As suggested previously, when encountering the longitudinal stability issue, Boeing could have completed aerodynamic mods to the design to remove the anomaly, which resulted from the nacelle adding lift to the wing/nacelle structure that was more than anticipated. That alone would have suggested that an angle grinder should be taken to the strakes to trim their nose hair a shade. Instead, they came up with a neat trick to change a high speed design that had questionable redundancy on trigger events to being low speed too by removing one of the two trigger conditions which gave a single point of failure as a matter of certainty.
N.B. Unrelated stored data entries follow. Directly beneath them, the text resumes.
PR #762, opened 2024-05-06
Add placeholder tpe command group

vuil:

Shows adding of a top level command group. Group stays hidden until actual commands are added under it.

NOTE: in the future, central config could be used to provide out-of-band updates to available command groups.

Fixes #

### Release note

```release-note

```

### DIFF
--- a/pkg/command/root.go
+++ b/pkg/command/root.go
@@ -94,6 +94,7 @@ func NewRootCmd() (*cobra.Command, error) { //nolint: gocyclo,funlen
 		k8sCmd,
 		tmcCmd,
 		opsCmd,
+		tpeCmd,
 		// Note(TODO:prkalle): The below ceip-participation command(experimental) added may be removed in the next release,
 		//       If we decide to fold this functionality into existing 'tanzu telemetry' plugin
 		newCEIPParticipationCmd(),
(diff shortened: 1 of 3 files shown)


pkg/command/root.go
```diff
@@ -471,6 +472,18 @@ var opsCmd = &cobra.Command{
...
 
+var tpeCmd = &cobra.Command{
+	Use:     "platform-engineering",
+	Short:   "Commands that provide functionality for Tanzu Platform Engineering",
+	Aliases: []string{"tpe"},
+	Annotations: map[string]string{
+		"group": string(plugin.ExtraCmdGroup),
+	},
+	Run: func(cmd *cobra.Command, args []string) {
+		handleTargetHelp(cmd, args)
```
marckhouzam, line 483: Since we now have this great way to add a group of commands without having to add a new target, could you update the printout that users can see in `handleTargetHelp()` to avoid mentioning "target"?
```
$ tz platform-engineering
Note: No plugins are currently installed for the "platform-engineering" target.

Commands that provide functionality for Tanzu Platform Engineering
[...]
```
Maybe we can say:
`Note: No installed plugin provides a sub-command for the  "platform-engineering" command`

pkg/command/root.go
```diff
@@ -471,6 +472,18 @@ var opsCmd = &cobra.Command{
 	},
 }
 
+var tpeCmd = &cobra.Command{
```
marckhouzam, line 475: How about putting a comment explaining that this command is not a target but that plugins can provide sub-commands by using 
```
CommandMap: []plugin.CommandMapEntry{
   {DestinationCommandPath: "platform-engineering myplugin"},
},
```

marckhouzam (approved):
This is really cool!
Two nits but LGTM

pkg/command/root.go
vuil: Thanks, because it is a something that only gets invoked when the command is hidden, I wasn't too concerned.
That said, I had similar thoughts and was thinking of renaming the function and doing away with the last word (target) altogether since over time there should be little distinction between a target and a plain command group since that's how we want the former to be viewed. wdyt?

marckhouzam: Sounds good to me.

pkg/command/root.go
vuil: I pointed to the doc section that mentions this use case instead, hope that's is okay as well.

marckhouzam (approved):
LGTM
Thanks!

PR #764, opened 2024-05-08
Experimental: Get the Tanzu Hub Endpoint based on the Central Config Metadata

anujc25:
- Get the Tanzu Hub Endpoint based on the Central Config Metadata
- Adds following new configuration to the central config
```
cli.core.tanzu_hub_metadata:
  cspProductIdentifier: "TANZU-SAAS"
  cspDisplayName: "Tanzu Platform"
  endpointProduction: https://www.production.fake.vmware.com/hub
  endpointStaging: https://www.staging.fake.vmware.com/hub
  useCentralConfig: false
```

- If `useCentralConfig` is `false`, Tanzu CLI will use CSP to get the hub endpoint
  - While using CSP it will get the `cspProductIdentifier` and `cspDisplayName` from central config keys `cli.core.tanzu_platform_csp_product_identifier` and `cli.core.tanzu_platform_csp_display_name` respectively.

- If `useCentralConfig` is `true`, Tanzu CLI uses the central config key `endpointProduction` to get the endpoint for production and `endpointStaging` for staging. If the values are empty it will use default values specified within the CLI.

Fixes #

- To be added

### Release note

```release-note
Experimental: Get the Tanzu Hub Endpoint based on the Central Config Metadata
```


marckhouzam (approved):
Looks great.  This gives us much more flexibility.

I on the fence about the config format using 5 separate keys instead of a single key. I see that the code reads one value at a time to make decisions so I see why you used different keys, but I still wonder if it would be more readable to have a single key with a struct; then you'd read the whole struct at the start and use only the content that you need. 

I'm only suggesting this because it would make the `central_config.yaml` file more readable for a human, which is not something that is critical, so I'm not set on it.

I'll leave it up to you and other reviewers.

LGTM

pkg/auth/csp/tanzu.go
```diff
@@ -429,8 +439,40 @@ func GetOrgNameFromOrgID(orgID, accessToken, issuer string) (string, error) {
 	return org.Name, nil
 }
 
-// GetTanzuHubEndpointForTAP retrieves Tanzu Hub Endpoint For TAP SaaS through the CSP API
+// GetTanzuHubEndpointForTAP retrieves Tanzu Hub Endpoint For TAP SaaS through the CSP API or through Central Config as fallback
 func GetTanzuHubEndpointForTAP(orgID, accessToken string, useStagingIssuer bool) (string, error) {
```
vuil, line 443: preexisting, nit:
Is it reasonable to remove "For TAP SaaS" in command and rename function to just GetTanzuHubEndpoint, especially now that we have another means to provide the hub endpoints via CC?

pkg/auth/csp/tanzu.go
```diff
@@ -476,13 +518,37 @@ func GetTanzuHubEndpointForTAP(orgID, accessToken string, useStagingIssuer bool)
 		return "", errors.Wrap(err, "could not unmarshal the services response")
 	}
 
+	var productIdentifier, displayName string
+	_ = centralConfigReader.GetCentralConfigEntry(centralConfigTanzuPlatformCSPProductIdentifierKey, &productIdentifier)
```
vuil, line 522: So unlike prior to the change, central config is a requirement for getting hub endpoint now? 
Would it have been better if we can retain some default values for these, as the ultimate fallback?

anujc25: Yeah makes sense. I will update the PR accordingly.

anujc25: Updated

pkg/auth/csp/tanzu.go
```diff
@@ -476,13 +518,37 @@ func GetTanzuHubEndpointForTAP(orgID, accessToken string, useStagingIssuer bool)
...
+	_ = centralConfigReader.GetCentralConfigEntry(centralConfigTanzuPlatformCSPDisplayName, &displayName)
```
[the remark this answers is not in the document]
anujc25: Updated the logic so this might not be relevant anymore.

vuil (approved):
lgtm, thanks for the updates!

marckhouzam (approved):
Very nice
LGTM!

PR #777, opened 2024-06-01
Respect command mapping for help from plugins

marckhouzam:

When remapping plugin commands, the `tanzu help` command on those remapped commands is not correct.

For example
```
# The trait commands is actually remapped from "space trait"
# Notice that we are getting the help from "space" instead of "trait"
$ tz help trait
Tanzu space lifecycle management

Usage:
  tanzu space [command]

Aliases:
  space, spaces, sp

Available Commands:
  create              Create a Space with specified configuration
  delete              Delete a space
[...]

# The deploy command is remapped from "resource deploy"
# Notice that we are getting the help from "resource" instead of "deploy"
$ tz help deploy
manage resources in a Kubernetes cluster

Usage:

Flags:
  -h, --help   help for resource
```

Fixes # N/A

After the PR:

```
$ tz help trait
Trait lifecycle management

Usage:
  tanzu trait [command]

Aliases:
  trait, traits, tr

Available Commands:
  create      Create a trait with specified configuration
  delete      Delete a trait
  generate    Generate a trait manifest with specified configuration.
  get         Get details from a trait.
  list        List the traits in the current workspace.

Flags:
  -h, --help   help for trait

Global Flags:
      --no-color       deactivate color, bold, animations, and emoji output
      --project name   name of the project to use when creating resources, or switching spaces (default is project name from current-context defined by Application Engine)

Use "tanzu trait [command] --help" for more information about a command.

$ tz help deploy
Deploy resources on the cluster

Usage:
  tanzu deploy [flags]

Flags:
      --diff                Show diff
      --from-build string   Set build output directory (format: /tmp/foo)
  -h, --help                help for deploy
      --only strings        Set files or directories to patch, ignoring tanzu.yml (format: file1.yml, dirname/) (can repeat)
      --patch               Patch resources
  -y, --yes                 Confirm all prompts with yes
```

Notice that the invocation form is respected:
```
# Calling "space trait" instead of "trait" is reflected in the help
$ tz help space trait
Trait lifecycle management

Usage:
  tanzu space trait [command]
[...]

# Aliases also work
$ tz help tr
Trait lifecycle management

Usage:
  tanzu trait [command]

Aliases:
  trait, traits, tr

[...]

$ tz help space tr
Trait lifecycle management

Usage:
  tanzu space trait [command]

Aliases:
  trait, traits, tr
[...]
```

### Release note

```release-note
Respect command mapping for the help command for plugins
```

### DIFF
--- a/pkg/cli/plugin_cmd.go
+++ b/pkg/cli/plugin_cmd.go
@@ -164,6 +164,7 @@ func getCmdForPluginEx(p *PluginInfo, cmdName string, mapEntry *plugin.CommandMa
 
 		runner := NewRunner(p.Name, p.InstallationPath, completion)
 		ctx := context.Background()
+		setupPluginEnv(srcHierarchy, dstHierarchy)
 		output, _, err := runner.RunOutput(ctx)
 		if err != nil {
 			return nil, cobra.ShellCompDirectiveError
@@ -198,10 +199,14 @@ func getCmdForPluginEx(p *PluginInfo, cmdName string, mapEntry *plugin.CommandMa
 		// calls such as "tanzu help cluster list", we need to do some argument
 		// parsing ourselves and modify what gets passed along to the plugin.
 		helpArgs := getHelpArguments()
+		if len(srcHierarchy) > 0 {
+			helpArgs = append(srcHierarchy, helpArgs...)
+		}
 
 		// Pass this new command in to our plugin to have it handle help output
 		runner := NewRunner(p.Name, p.InstallationPath, helpArgs)
 		ctx := context.Background()
+		setupPluginEnv(srcHierarchy, dstHierarchy)
 		err := runner.Run(ctx)
 		if err != nil {
 			log.Errorf("Help output for '%s' is not available.", c.Name())
--- a/pkg/command/root_test.go
+++ b/pkg/command/root_test.go
@@ -1381,7 +1381,7 @@ func TestCommandRemapping(t *testing.T) {
 					name:   "dummy2",
 					target: configtypes.TargetK8s,
 					commandMap: []plugin.CommandMapEntry{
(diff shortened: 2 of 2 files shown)


pkg/cli/plugin_cmd.go
```diff
@@ -164,6 +164,7 @@ func getCmdForPluginEx(p *PluginInfo, cmdName string, mapEntry *plugin.CommandMa
 
 		runner := NewRunner(p.Name, p.InstallationPath, completion)
 		ctx := context.Background()
+		setupPluginEnv(srcHierarchy, dstHierarchy)
```
marckhouzam, line 167: This one does not have any impact at the moment since shell completion does not use any of those environment variables.  However, to be future-proof, I felt adding it was the right thing to do.

vuil (commented):
Nice catch, and fix!
I suggest we add a test case or two to exercise the `tanzu help` functionality if possible.

marckhouzam:
> Nice catch, and fix! I suggest we add a test case or two to exercise the `tanzu help` functionality if possible.

I've added a couple of tests that fail before this change and pass after.

pkg/command/root_test.go
```diff
@@ -1965,6 +1965,39 @@ func TestCommandRemapping(t *testing.T) {
...
+					commandMap: []plugin.CommandMapEntry{
+						{
+							SourceCommandPath:      "show-invoke-context",
+							DestinationCommandPath: "dummy",
+						},
+					},
+				},
+			},
+			args: []string{"help", "dummy"},
+			// Output for the show-invoke-context command which prints the passed arguments
```
vuil, line 1996: Neat :-)

vuil (approved):
lgtm, thanks!

PR #780, opened 2024-06-06
Update URI for packaging key

marckhouzam:

The `packages.vmware.com` is now available through `packages-prod.broadcom.com`.
This PR changes such references in case the `vmware.com` domain is taken down.

Fixes # N/A

I check on VPN and without VPN that the new URI was accessible and provided the same key.
I also installed the CLI with RPM and APT using the new URI to the key.

### Release note

```release-note
Update `packages.vmware.com` to `packages-prod.broadcom.com`
```


vuil (approved):
lgtm, thanks!

PR #781, opened 2024-06-07
Deprecate the kubernetes target command

marckhouzam:

Today plugins created with TargetK8s target type have their commands visible/invocable via both `tanzu <pluginname> ...` and `tanzu kubernetes|k8s <plugingname> ...`

The form without a target prefix is available only to kubernetes target for historical and compatibility reasons, but is the predominant invocation style. Since Tanzu Platform's plugin functionality are delivered through a mix of kubernetes-targeted and nonkubernetes-targeted plugins, encouraging this more compact form is important in promoting consistent and intuitive invocation styles. 

This PR deprecates the invocation of plugins using the `kubernetes` prefix.
Due to backward compatibility invoking `tanzu kubernetes ...` remains possible with this PR, but the top-level help no longer shows this target/command group. Furthermore the help for  `tanzu kubernetes` will print a deprecation message to stderr guiding the user to use the short form.

Take notice that the deprecation message will only be shown for `tanzu kubernetes` and not for `tanzu kubernetes <subcmd>`.  This is to avoid hiding all the sub-commands under the kubernetes target (a deprecated command is automatically hidden).

To remove the invocation using the `kubernetes` prefix from the help, I have opened: https://github.com/vmware-tanzu/tanzu-plugin-runtime/pull/192.

Fixes # N/A

```
# No kubernetes target shown in the help
$ tz
The Tanzu CLI

Usage:
  tanzu [command]

Available command groups:

  Admin
  Build
    app                     Applications on Tanzu Platform
    build                   Generate app image from source code
    services                Commands for working with services, classes and claims
  Manage
    availability-target     Availability-target lifecycle management
    deploy                  Deploy resources
    kubectl                 Provides the kubectl functionality kubectl functionality
    profile                 Profile lifecycle management
    project                 View, list and use Tanzu Projects.
    rbac                    Impose role based access restrictions on spaces
    resource                manage resources in a Kubernetes cluster
    space                   Tanzu space lifecycle management
    trait                   Trait lifecycle management
  Run
    kubetool                Invokes any binary after setting KUBECONFIG to match the tanzu CLI
    package                 tanzu package management
    secret                  Tanzu secret management
    telemetry               configure cluster-wide settings for vmware tanzu telemetry
  System
    completion              Output shell completion code
    config                  Configuration for the CLI
    context                 Configure and manage contexts for the Tanzu CLI
    login                   Login to Tanzu Platform for Kubernetes
    plugin                  Manage CLI plugins
    version                 Version information
  Target
    operations              Commands that support Kubernetes operations for Tanzu Platform for Kubernetes

Flags:
  -h, --help   help for tanzu

Use "tanzu [command] --help" for more information about a command.

# Kuberetes target still accessible but with a deprecation message
# and its sub commands are visiable
$ tz k8s -h
Command "kubernetes" is deprecated, you should invoke its sub-commands directly without the "kubernetes" prefix.
Commands that interact with a Kubernetes endpoint

Usage:
  tanzu kubernetes [command]

Aliases:
  kubernetes, k8s

Available command groups:

  Build
    services                Commands for working with services, classes and claims
  Run
    package                 tanzu package management
    secret                  Tanzu secret management

Flags:
  -h, --help   help for kubernetes

Use "tanzu kubernetes [command] --help" for more information about a command.

# K8s plugins can still be invoked with the target
$ tz k8s secret -h
Tanzu secret management

Usage:
  tanzu secret [command]
  tanzu kubernetes secret [command]

Available Commands:
  registry      Registry secret operations

Flags:
  -h, --help                help for secret
      --kubeconfig string   The path to the kubeconfig file, optional
      --verbose int32       Number for the log level verbosity(0-9)

Use "tanzu secret [command] --help" for more information about a command.
Use "tanzu kubernetes secret [command] --help" for more information about a command.
```

### Release note

```release-note
Deprecate the plugin invocation form `tanzu kubernetes <plugin>` in favour of the shorter and more consistent `tanzu <plugin>`
```


pkg/command/root_test.go
```diff
@@ -1300,21 +1306,22 @@ func TestCommandRemapping(t *testing.T) {
...
-					invokedAs: []string{"dummy"},
-					aliases:   []string{"dum"},
-				},
-			},
-			args:     []string{""},
-			expected: []string{"kubernetes"},
-		},
-		{
-			test: "mapping plugins when conditional on active contexts",
+		// Only works for the Kubernetes target which is now always hidden
```
vuil, line 1309: nit: not sure if you meant the phrasing in the comment. Perhaps you meant something like "only works for the operations target since kubernetes target is always hidden?"

pkg/command/root.go
```diff
@@ -300,6 +300,11 @@ func setupTargetPlugins() error {
 		if targetCmd, exists := mapTargetToCmd[plugins[i].Target]; exists {
 			cmd := cli.GetUnmappedCmdForPlugin(&plugins[i])
 			if cmd != nil {
+				if plugins[i].Target == configtypes.TargetK8s {
+					// Add a deprecation message which will be printed when the user invokes
+					// any of the plugins commands using the form `tanzu kubernetes <plugin> ...`
+					cmd.Deprecated = fmt.Sprintf(`when called with the "kubernetes" prefix. Please invoke %q directly without the "kubernetes" prefix.`, cmd.Name())
```
vuil, line 306: Because cobra is opinionated about how it wants to format the deprecation message, this ends up reading a little awkward. I would have preferred that the messages says that invoking a command with k8s prefix is deprecated, not that the command itself is.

As AOA probes have a fairly modest MTBF in use, that wasn't a great concept.

Here is a set of charts that show the effect of having strakes or not, which would have been a relatively minor change to the aircraft. As the engines are inboard, it is a matter of certainty that reducing the section CLmax proximate to the nacelle would have ended up in an improvement in the stick force/g. Being judicious, the effect to Vs1g would have been quite modest, and surely, please surely the OEM noted that the stall speed was curiously lower with their design than expected, otherwise, they need a serious boot in the bottom of their trousers for being myopic.


https://cimg0.ibsrv.net/gimg/pprune....7c26ff606a.png

What would the difference in development/testing time for an aerodynamic vs a software fix?

I am assuming (with zero knowledge of development processes) it would be significantly longer and more expensive to develop and test a hardware fix than a software fix incorrectly deemed to be of lower criticality?